WHAT YOU NEED TO DO - Give back all of the data verbatim.

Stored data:
· · · ·
PR #2239, opened 2021-04-26
fix(command-dev): use custom functions timeout if present

erezrokah:
**- Summary**

The CLI synchronous functions timeout was hardcoded to 10 seconds.
This PR retrieves the timeout based on the site information and uses it, if present.

**- Test plan**

Added a test

🐼 

Fixes https://github.com/netlify/pod-workflow/issues/198 and https://answers.netlify.com/t/increase-function-timeout/26361/12

### DIFF
--- a/tests/command.dev.test.js
+++ b/tests/command.dev.test.js
@@ -15,6 +15,7 @@ const { copyFileAsync } = require('../src/lib/fs')
 const { withDevServer } = require('./utils/dev-server')
 const { startExternalServer } = require('./utils/external-server')
 const got = require('./utils/got')
+const { withMockApi } = require('./utils/mock-api')
 const { withSiteBuilder } = require('./utils/site-builder')
 
 const gotCatch404 = async (url, options) => {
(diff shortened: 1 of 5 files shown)


tests/command.dev.test.js
```diff
@@ -1633,6 +1634,67 @@ export const handler = async function () {
...
+
+        await withMockApi(routes, async ({ apiUrl }) => {
+          await withDevServer(
+            {
+              cwd: builder.directory,
+              args,
+              env: {
+                NETLIFY_API_URL: apiUrl,
+                NETLIFY_SITE_ID: 'site_id',
+                NETLIFY_AUTH_TOKEN: '',
```
erezrokah, line 1687: We need to set `NETLIFY_AUTH_TOKEN: ''` since our CI sets it for all tests.
Having an `NETLIFY_AUTH_TOKEN` makes `@netlify/config` thinks we want to access a "real" API:
https://github.com/netlify/build/blob/b442daf2efa2a31057e8628309903f6ec3976945/packages/config/src/options/main.js#L40

erezrokah:
Still looking into the test failure (it passes locally)

tests/command.dev.test.js
erezrokah: A better way to do it is https://github.com/netlify/cli/pull/2239/files#diff-e175b551bfa3b766a5f2559e0c3e037415c7034a04776cf76162ccbdcd0370aaR34

eduardoboucas (approved):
· · · ·
TASK OUTPUT -
PR #2239, opened 2021-04-26
fix(command-dev): use custom functions timeout if present

erezrokah:
**- Summary**

The CLI synchronous functions timeout was hardcoded to 10 seconds.
This PR retrieves the timeout based on the site information and uses it, if present.

**- Test plan**

Added a test

🐼 

Fixes https://github.com/netlify/pod-workflow/issues/198 and https://answers.netlify.com/t/increase-function-timeout/26361/12

### DIFF
--- a/tests/command.dev.test.js
+++ b/tests/command.dev.test.js
@@ -15,6 +15,7 @@ const { copyFileAsync } = require('../src/lib/fs')
 const { withDevServer } = require('./utils/dev-server')
 const { startExternalServer } = require('./utils/external-server')
 const got = require('./utils/got')
+const { withMockApi } = require('./utils/mock-api')
 const { withSiteBuilder } = require('./utils/site-builder')
 
 const gotCatch404 = async (url, options) => {
(diff shortened: 1 of 5 files shown)


tests/command.dev.test.js
```diff
@@ -1633,6 +1634,67 @@ export const handler = async function () {
...
+
+        await withMockApi(routes, async ({ apiUrl }) => {
+          await withDevServer(
+            {
+              cwd: builder.directory,
+              args,
+              env: {
+                NETLIFY_API_URL: apiUrl,
+                NETLIFY_SITE_ID: 'site_id',
+                NETLIFY_AUTH_TOKEN: '',
```
erezrokah, line 1687: We need to set `NETLIFY_AUTH_TOKEN: ''` since our CI sets it for all tests.
Having an `NETLIFY_AUTH_TOKEN` makes `@netlify/config` thinks we want to access a "real" API:
https://github.com/netlify/build/blob/b442daf2efa2a31057e8628309903f6ec3976945/packages/config/src/options/main.js#L40

erezrokah:
Still looking into the test failure (it passes locally)

tests/command.dev.test.js
erezrokah: A better way to do it is https://github.com/netlify/cli/pull/2239/files#diff-e175b551bfa3b766a5f2559e0c3e037415c7034a04776cf76162ccbdcd0370aaR34

eduardoboucas (approved):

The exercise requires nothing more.